What needs to be done
The word "about" occurs in some of the lines below; copy each of those lines.

-------

PR #6, opened 2016-02-16
Import initial DB schema from the warehouse

vitorbaptista:
@roll Would you please review this?

The schema is basically the same as you've done at https://github.com/opentrials/warehouse/blob/master/warehouse/database/schema.py, with two small modifications:

* The primary key attribute is called `id`, instead of `uuid`;
* The table names are in plural (i.e. `trials` instead of `trial`).

From what I've seen, these patterns are more common ([rails](http://guides.rubyonrails.org/getting_started.html), [sqlalchemy](http://docs.sqlalchemy.org/en/latest/orm/tutorial.html), [bookshelf.js](http://bookshelfjs.org/)).

The rest of this PR are changed needed to make the tests pass given the new schema.


roll:
@vitorbaptista 
reviewed 
about table naming - it's old holy war - http://stackoverflow.com/questions/338156/table-naming-dilemma-singular-vs-plural-names - I suppose we should use the way better works with ORM and Swagger.

vitorbaptista:
Wow! Didn't know about this eternal war with plurals/singulars. I thought most of frameworks have agreed on plurals (except Django), but probably that's just because of a coincidence: most (all?) frameworks I have experience in use plurals.

It doesn't matter, to be honest. If you prefer, I'd be happy to change back to singulars.

roll:
I think we should go with `plurals` to do not change it without reason and because `bookshelf.js` uses `plurals` in examples - so may be it preferred way to work with this ORM.

vitorbaptista:
Fair enough. Merged :+1:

-------

Exercise response
about table naming - it's old holy war - http://stackoverflow.com/questions/338156/table-naming-dilemma-singular-vs-plural-names - I suppose we should use the way better works with ORM and Swagger.
Wow! Didn't know about this eternal war with plurals/singulars. I thought most of frameworks have agreed on plurals (except Django), but probably that's just because of a coincidence: most (all?) frameworks I have experience in use plurals.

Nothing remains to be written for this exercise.